Find something only you can say. - James Dickey
The importance of being
able to capture people’s attention in sixty seconds or less became
crystal clear to me the first year I emceed the Maui Writers Conference
in 1993. We were proud to give budding authors and screenwriters from
around the world a chance to meet face-to-face with decision-makers from
New York publishers and Hollywood agencies. This was an unprecedented
opportunity to pitch your book or screenplay to respected agents and
editors who had the power to give projects a green light.
I’ll always remember one
woman who emerged from her meeting with tears in her eyes.

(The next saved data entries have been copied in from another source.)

PR #329, opened 2023-06-12
[EPO-8165] Loading Spinner implementations

blnkt:
Loader graphic implemented across "dynamic" `dataList` and `gridBlock` components.  Loader should appear on page load, then be removed after successful data fetch.  Please review on pages with dynamic dataLists:

- /news
- /explore/voices/all-rubin-voices
- /calendar
- /gallery/slideshows
- /education/glossary
- /about/work-with-us/jobs (n.b. this page is currently disabled but there are jobs entries, so can be reviewed on local if page is reenabled)
- /search?search=space&page=1

and also on pages that have dynamic contentBlocks:
 - a news post (the "related" section at the bottom)
 - an event (the "related" section at the bottom)
 - a Rubin Voices page with a "related" block
 - a normal page with a "related" block
 - homepage (news block at the bottom)

### DIFF
--- a/components/atomic/Loader/index.js
+++ b/components/atomic/Loader/index.js
@@ -1,0 +1,9 @@
+import * as Styled from "./styles";
+
+function Loader(props) {
+  return <Styled.Loader {...props} />;
+}
+
+Loader.displayName = "Atomic.Loader";
+
+export default Loader;
--- a/components/atomic/Loader/styles.js
+++ b/components/atomic/Loader/styles.js
@@ -1,0 +1,8 @@
+import styled from "styled-components";
+import { CircularLoader } from "@rubin-epo/epo-react-lib";
+
+export const Loader = styled(CircularLoader)`
+  display: flex;
+  justify-content: center;
+  align-items: center;
+`;
--- a/components/content-blocks/GridBlock/CarouselGrid/index.js
+++ b/components/content-blocks/GridBlock/CarouselGrid/index.js
@@ -3,6 +3,7 @@ import PropTypes from "prop-types";
 import striptags from "striptags";
 import chunk from "lodash/chunk";
 import Tile from "@/atomic/Tile";
+import Loader from "@/atomic/Loader";
 import { Grid } from "@rubin-epo/epo-react-lib";
 import { normalizeItemData, useList } from "@/lib/utils";
 import * as Styled from "./styles";
@@ -19,7 +20,7 @@ function CarouselGrid({
   // get manually-curated data first
   const curatedItems = normalizeItemData(items);
 
-  const { data } = useList({
+  const { data, isLoading } = useList({
     limit,
     listTypeId,
     section,
@@ -64,6 +65,7 @@ function CarouselGrid({
     );
   }
 
+  if (isLoading) return <Loader speed="fast" isVisible />;
   if (!allItems?.length) return null;
 
   if (allItems.length <= 3)
--- a/components/dynamic/DataList/index.js
+++ b/components/dynamic/DataList/index.js
@@ -1,13 +1,16 @@
 import { useRouter } from "next/router";
 import PropTypes from "prop-types";
 import { useTranslation } from "react-i18next";
-import { Container } from "@rubin-epo/epo-react-lib";
+import { Container, Buttonish } from "@rubin-epo/epo-react-lib";
+import Loader from "@/atomic/Loader";
+import Pagination from "@/page/Pagination";
 import {
   usePathData,
   normalizePathData,
   useList,
   useGlobalData,
 } from "@/lib/utils";
+import * as Styled from "./styles";
 
 const DataList = ({
   children,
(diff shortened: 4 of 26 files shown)


components/atomic/Loader/index.js
```diff
@@ -0,0 +1,9 @@
+import * as Styled from "./styles";
+
+function Loader(props) {
+  return <Styled.Loader {...props} />;
+}
+
+Loader.displayName = "Atomic.Loader";
+
+export default Loader;
```
blnkt, line 9: Lil Styled version of the spinner from the UI lib.  Styles just center it horizontally and vertically in its parent.

components/atomic/Loader/styles.js
```diff
@@ -0,0 +1,8 @@
+import styled from "styled-components";
+import { CircularLoader } from "@rubin-epo/epo-react-lib";
+
+export const Loader = styled(CircularLoader)`
+  display: flex;
+  justify-content: center;
+  align-items: center;
```
blnkt, line 7: Styles just center it horizontally and vertically in its parent.

components/content-blocks/GridBlock/CarouselGrid/index.js
```diff
@@ -64,6 +65,7 @@ function CarouselGrid({
     );
   }
 
+  if (isLoading) return <Loader speed="fast" isVisible />;
```
blnkt, line 68: The useList data fetching hook was already returning a results object that included the loading state, so in a lot of cases adding the loading spinner places was just as simple as exposing that state and doing something with it.

components/dynamic/DataList/index.js
```diff
@@ -49,29 +55,54 @@ const DataList = ({
...
     );
+  }
 
-  return children(data);
+  if (isError) return null;
+
+  return (
+    <>
+      <Container width={width}>
+        {header && <Styled.Header>{header}</Styled.Header>}
```
blnkt, line 90: This header was common to every component that used `DataList` so I refactored into the `DataList` component itself

components/dynamic/DataList/index.js
```diff
@@ -49,29 +55,54 @@ const DataList = ({
...
+        {!isLoading && data && renderData()}
+        {footerButton && (
+          <Styled.Footer>
+            <Buttonish
+              isBlock={true}
+              text={footerButton.text}
+              url={`/${footerButton.uri}`}
+            />
+          </Styled.Footer>
+        )}
```
blnkt, line 101: This footer was common to every component that used DataList so I refactored into the DataList component itself

components/dynamic/DataList/index.js
```diff
@@ -49,29 +55,54 @@ const DataList = ({
...
+      <Pagination limit={limit} offset={offset} page={page} total={total} />
     );
+  }
 
-  return children(data);
+  if (isError) return null;
+
+  return (
+    <>
+      <Container width={width}>
```
blnkt, line 89: This container was common to every component that used DataList so I refactored into the DataList component itself

components/dynamic/DataList/index.js
```diff
@@ -49,29 +55,54 @@ const DataList = ({
...
+        {header && <Styled.Header>{header}</Styled.Header>}
+        {isLoading && <Loader speed="fast" isVisible />}
+        {!isLoading && data && renderData()}
```
blnkt, line 92: With all of the common elements refactored out of the components that use `DataList`, and into `DataList` itself, was able to also toggle children and Loader visibility here, instead of import a loader into every component where `DataList` is used.  I think there's actually even more opportunity for refactoring these dynamic List type components, as well as also the GridBlock components.  There seems to be quite a lot of commonality about the items in the List/Gird, such that some of the slight differences might be better controlled with props instead of discrete components for every use case.

components/dynamic/DataList/styles.js
```diff
@@ -0,0 +1,12 @@
+import styled from "styled-components";
+import { fluidScale } from "@/styles/globalStyles";
+
+export const Header = styled.h2`
```
blnkt, line 4: Moved inline styled component stuff into dedicated `styles.js` files wherever was fast and easy to do so in this refactor

lib/localeStrings/en.json
blnkt, line 1: localeStrings for loading description

pages/_document.js
```diff
@@ -2,8 +2,6 @@ import Document, { Html, Head, Main, NextScript } from "next/document";
 import { ServerStyleSheet } from "styled-components";
 import { getSiteString } from "@/lib/utils";
 
-const GOOGLE_APP_ID = process.env.NEXT_PUBLIC_GOOGLE_APP_ID;
```
blnkt, line 5: Not sure if this is suppose to be here or not....but sure doesn't seem to be in use in this file, so I removed

components/atomic/Loader/styles.js
alexgoff: do you think this change should go upstream to the library?

components/dynamic/DataList/index.js
alexgoff: good de-duplication

components/atomic/Loader/styles.js
blnkt: Probably?  Feels like a pretty sensible default styling for the spinner.  And wouldn't be much to override if ever wanted to use otherwise.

I asked,
“What happened?”
“I walked in and gave
the editor my manuscript,” she said. “He took one look at it and told
me, ‘I don’t have time to read all that. Just tell me in a couple
sentences what your book is about and why people will want to read it’.”
“My mind went blank,”
she said. “I thought it was his job to figure out how to sell
it. I just tried to write the best novel I could.”
During the rest of that
conference, I discovered she wasn’t the only who thought the quality of
her work would speak for itself. Other people also seemed to believe
that if they had succeeded in producing a quality project, it would
elicit interest. Wrong.
There are hundreds of
thousands of well-written books and scripts. The point was, how was
hers different? Why would it break out from everything else that was
already published or produced? And perhaps most importantly, what was a
succinct sales sound-bite that would motivate busy people to try it and
buy it or go see it?
My heart went out to
those discouraged individuals whose dreams had been shattered, not
because their work wasn’t worthy, but because they hadn’t known they
needed to (or hadn’t known how to) succinctly prove why it was
worthy.
I started helping people
prepare sixty second “Tell ‘n Sell” pitches that articulated the
commercial viability of their projects in a way decision makers “got” it
and “wanted” it. News spread about my clients’ success, and other
individuals and organizations started hiring me to strategize how they
and their projects could break out instead of blend in.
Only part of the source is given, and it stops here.